BEGIN SUPPLIED RECORDS

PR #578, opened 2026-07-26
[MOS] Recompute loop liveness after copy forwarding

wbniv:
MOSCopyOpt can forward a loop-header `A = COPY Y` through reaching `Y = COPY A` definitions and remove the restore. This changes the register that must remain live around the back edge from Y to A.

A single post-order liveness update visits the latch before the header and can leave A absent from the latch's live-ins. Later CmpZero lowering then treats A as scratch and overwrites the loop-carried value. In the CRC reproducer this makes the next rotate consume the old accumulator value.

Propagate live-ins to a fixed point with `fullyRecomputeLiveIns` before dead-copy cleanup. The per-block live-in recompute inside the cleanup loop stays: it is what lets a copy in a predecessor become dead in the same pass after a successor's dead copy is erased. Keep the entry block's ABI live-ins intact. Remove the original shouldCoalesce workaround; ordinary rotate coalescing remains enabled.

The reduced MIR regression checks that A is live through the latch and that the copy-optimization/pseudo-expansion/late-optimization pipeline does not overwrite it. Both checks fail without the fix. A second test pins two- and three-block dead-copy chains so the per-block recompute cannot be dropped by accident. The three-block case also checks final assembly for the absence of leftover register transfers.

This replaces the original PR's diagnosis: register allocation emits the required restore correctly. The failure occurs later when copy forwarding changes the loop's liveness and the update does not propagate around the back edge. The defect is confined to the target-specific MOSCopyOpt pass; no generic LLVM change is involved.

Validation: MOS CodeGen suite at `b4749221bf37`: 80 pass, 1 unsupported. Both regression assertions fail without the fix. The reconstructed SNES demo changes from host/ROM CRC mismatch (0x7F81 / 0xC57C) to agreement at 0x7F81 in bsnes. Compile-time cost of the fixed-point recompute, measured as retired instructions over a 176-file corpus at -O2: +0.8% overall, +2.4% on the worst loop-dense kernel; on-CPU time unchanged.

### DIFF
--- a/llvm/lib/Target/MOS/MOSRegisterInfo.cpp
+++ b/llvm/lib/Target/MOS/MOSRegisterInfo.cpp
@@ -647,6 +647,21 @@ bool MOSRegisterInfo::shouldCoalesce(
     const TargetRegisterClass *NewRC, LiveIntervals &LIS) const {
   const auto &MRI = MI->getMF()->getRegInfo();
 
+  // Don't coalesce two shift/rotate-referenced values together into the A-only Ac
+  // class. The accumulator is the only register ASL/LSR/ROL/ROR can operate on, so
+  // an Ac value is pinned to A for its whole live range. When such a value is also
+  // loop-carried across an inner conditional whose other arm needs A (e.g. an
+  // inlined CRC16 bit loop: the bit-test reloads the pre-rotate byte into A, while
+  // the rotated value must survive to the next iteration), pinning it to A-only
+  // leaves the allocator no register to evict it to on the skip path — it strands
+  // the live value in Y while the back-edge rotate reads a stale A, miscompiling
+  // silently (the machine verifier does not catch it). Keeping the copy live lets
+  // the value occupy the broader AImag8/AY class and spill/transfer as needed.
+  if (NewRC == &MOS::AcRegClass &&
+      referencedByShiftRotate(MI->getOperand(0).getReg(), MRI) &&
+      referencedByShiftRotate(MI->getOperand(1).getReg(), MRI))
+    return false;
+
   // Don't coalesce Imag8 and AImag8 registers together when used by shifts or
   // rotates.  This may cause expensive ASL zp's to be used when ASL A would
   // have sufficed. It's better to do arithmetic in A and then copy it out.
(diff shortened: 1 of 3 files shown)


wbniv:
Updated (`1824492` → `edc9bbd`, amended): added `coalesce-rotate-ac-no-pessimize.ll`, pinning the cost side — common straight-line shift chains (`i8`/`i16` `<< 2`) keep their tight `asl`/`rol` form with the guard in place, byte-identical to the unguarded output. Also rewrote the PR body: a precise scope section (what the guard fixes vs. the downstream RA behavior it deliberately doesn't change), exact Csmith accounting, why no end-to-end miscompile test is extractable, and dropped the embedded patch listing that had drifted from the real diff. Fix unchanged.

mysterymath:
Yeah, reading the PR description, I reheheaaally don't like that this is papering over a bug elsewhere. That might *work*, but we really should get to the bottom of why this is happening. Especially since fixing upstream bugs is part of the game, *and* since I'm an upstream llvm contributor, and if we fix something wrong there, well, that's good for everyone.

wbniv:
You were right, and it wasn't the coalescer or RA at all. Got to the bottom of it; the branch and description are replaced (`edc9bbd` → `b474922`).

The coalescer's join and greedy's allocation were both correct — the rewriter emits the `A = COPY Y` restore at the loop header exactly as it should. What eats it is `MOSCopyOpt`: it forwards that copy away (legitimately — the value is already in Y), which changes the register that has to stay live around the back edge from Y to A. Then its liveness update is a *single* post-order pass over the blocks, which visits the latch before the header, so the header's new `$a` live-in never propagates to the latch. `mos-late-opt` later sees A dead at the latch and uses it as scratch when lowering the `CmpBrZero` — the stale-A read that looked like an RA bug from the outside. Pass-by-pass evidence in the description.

END SUPPLIED RECORDS
BEGIN SUPPLIED RECORDS

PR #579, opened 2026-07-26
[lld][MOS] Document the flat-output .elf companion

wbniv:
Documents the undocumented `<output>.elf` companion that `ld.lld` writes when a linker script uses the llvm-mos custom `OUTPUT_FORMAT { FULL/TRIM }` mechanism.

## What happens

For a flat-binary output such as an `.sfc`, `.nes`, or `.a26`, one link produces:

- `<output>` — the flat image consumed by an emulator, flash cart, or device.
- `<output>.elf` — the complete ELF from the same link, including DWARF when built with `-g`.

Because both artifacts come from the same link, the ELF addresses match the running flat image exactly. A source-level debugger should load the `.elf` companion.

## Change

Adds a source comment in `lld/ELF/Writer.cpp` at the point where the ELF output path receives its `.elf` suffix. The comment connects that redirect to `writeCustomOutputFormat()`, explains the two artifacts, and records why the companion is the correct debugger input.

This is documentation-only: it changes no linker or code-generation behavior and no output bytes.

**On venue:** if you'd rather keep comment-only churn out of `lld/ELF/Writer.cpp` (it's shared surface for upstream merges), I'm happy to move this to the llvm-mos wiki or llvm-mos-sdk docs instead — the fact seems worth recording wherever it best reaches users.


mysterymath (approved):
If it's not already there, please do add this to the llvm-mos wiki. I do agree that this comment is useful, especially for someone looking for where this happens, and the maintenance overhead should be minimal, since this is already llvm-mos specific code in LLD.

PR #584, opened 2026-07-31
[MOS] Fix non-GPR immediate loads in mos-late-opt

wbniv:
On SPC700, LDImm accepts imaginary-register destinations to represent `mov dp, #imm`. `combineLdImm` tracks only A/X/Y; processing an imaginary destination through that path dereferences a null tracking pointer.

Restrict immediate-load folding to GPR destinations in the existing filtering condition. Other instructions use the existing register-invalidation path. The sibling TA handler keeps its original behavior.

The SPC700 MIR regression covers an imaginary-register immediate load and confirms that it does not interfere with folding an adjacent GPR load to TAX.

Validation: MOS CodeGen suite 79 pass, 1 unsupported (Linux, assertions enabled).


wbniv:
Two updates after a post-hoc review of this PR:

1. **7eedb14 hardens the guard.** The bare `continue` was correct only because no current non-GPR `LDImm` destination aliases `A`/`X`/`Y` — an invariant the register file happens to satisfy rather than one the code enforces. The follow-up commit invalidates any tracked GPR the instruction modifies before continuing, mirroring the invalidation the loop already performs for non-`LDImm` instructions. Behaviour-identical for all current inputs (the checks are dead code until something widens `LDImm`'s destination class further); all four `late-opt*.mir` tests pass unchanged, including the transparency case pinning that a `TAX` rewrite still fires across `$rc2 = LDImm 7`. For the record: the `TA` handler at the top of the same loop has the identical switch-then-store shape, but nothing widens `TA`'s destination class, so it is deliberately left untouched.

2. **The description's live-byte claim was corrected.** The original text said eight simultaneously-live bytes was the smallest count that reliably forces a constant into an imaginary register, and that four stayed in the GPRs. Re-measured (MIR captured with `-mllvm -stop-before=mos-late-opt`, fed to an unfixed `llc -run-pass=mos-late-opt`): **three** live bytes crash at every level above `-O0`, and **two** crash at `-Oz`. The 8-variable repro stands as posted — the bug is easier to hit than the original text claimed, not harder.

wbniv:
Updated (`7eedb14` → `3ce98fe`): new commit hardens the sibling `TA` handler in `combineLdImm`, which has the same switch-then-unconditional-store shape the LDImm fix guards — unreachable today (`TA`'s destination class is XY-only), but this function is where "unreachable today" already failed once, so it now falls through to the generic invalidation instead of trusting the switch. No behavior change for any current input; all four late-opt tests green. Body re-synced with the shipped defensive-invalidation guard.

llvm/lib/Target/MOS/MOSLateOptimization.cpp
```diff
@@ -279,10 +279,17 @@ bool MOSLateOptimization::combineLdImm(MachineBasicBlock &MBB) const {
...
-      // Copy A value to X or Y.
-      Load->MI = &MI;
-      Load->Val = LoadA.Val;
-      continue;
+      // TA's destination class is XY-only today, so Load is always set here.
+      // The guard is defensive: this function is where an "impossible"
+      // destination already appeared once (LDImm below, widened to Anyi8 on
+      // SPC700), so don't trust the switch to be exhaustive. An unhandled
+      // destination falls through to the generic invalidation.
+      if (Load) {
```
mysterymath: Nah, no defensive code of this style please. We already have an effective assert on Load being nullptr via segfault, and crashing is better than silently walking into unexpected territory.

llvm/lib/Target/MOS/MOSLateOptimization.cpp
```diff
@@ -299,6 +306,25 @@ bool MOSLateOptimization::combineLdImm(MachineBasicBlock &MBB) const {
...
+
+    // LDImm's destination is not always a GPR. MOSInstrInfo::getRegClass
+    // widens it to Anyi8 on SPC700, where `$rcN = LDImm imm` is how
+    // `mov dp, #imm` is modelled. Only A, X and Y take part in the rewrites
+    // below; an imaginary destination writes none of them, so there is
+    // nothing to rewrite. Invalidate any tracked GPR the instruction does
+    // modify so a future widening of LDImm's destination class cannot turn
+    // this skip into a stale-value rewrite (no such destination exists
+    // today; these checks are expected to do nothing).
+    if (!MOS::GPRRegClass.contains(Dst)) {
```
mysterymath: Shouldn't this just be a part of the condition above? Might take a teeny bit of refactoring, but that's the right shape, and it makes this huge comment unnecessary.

END SUPPLIED RECORDS

## WHAT IS NEEDED
An exact, complete copy of the lines above from the one with "into A, while" through the one with "spill/transfer as needed." is the whole answer.

## ANSWER FOR THE TASK
+  // inlined CRC16 bit loop: the bit-test reloads the pre-rotate byte into A, while
+  // the rotated value must survive to the next iteration), pinning it to A-only
+  // leaves the allocator no register to evict it to on the skip path — it strands
+  // the live value in Y while the back-edge rotate reads a stale A, miscompiling
+  // silently (the machine verifier does not catch it). Keeping the copy live lets
+  // the value occupy the broader AImag8/AY class and spill/transfer as needed.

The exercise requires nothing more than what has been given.